About this exercise:
Below are the records. List every line holding the word "example".

Data listing:
PR #305, opened 2021-03-26
Accept application/text content-type for plain idtoken response

bouk:
On Cloud Run, the idtoken metadata endpoint has Content-Type application/text. The current code makes it impossible to fetch an id token, because the raw JWT gets passed to parse_credentials which then fails because it doesn't recognize the content-type


dazuma (approved):
fix: Accept application/text content-type for plain idtoken response

PR #336, opened 2021-09-22
Add `ServiceAccountCredentials.from_env` example

MarkBennett:
A quick documentation update to add an example of creating a service worker auth from the environment


dazuma (approved):
Thanks!

PR #537, opened 2025-11-09
Bump production Sigstore TUF root to latest

Hayden-IO:
See https://github.com/sigstore/root-signing/blob/main/metadata/root.json to compare and verify


kommendorkapten (approved):
Thanks!

PR #557, opened 2026-01-15
Add preferred method for verifying log entry proofs

Hayden-IO:
A recent vuln report in Cosign was due to a misunderstanding that VerifySET did not perform complete validation of the Rekor entry, in particular a comparison between the bundle's artifact digest, public key and signture, and the entry's contents. This is a minor update to the docstrings for the three log entry verification functions to suggest using the more comprehensive function when possible.


kommendorkapten (approved):
Thanks!

Do we have any understanding of how used the other functions are? If they can be used in an unsafe mode I'm thinking if we can remove them. At least declare them deprecated to start with. Thoughts?

Hayden-IO:
I see these as lower level functions but not necessarily something that needs to be deprecated. They're useful building blocks still, you just need to know what you're doing.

Output for this task:
Add `ServiceAccountCredentials.from_env` example
A quick documentation update to add an example of creating a service worker auth from the environment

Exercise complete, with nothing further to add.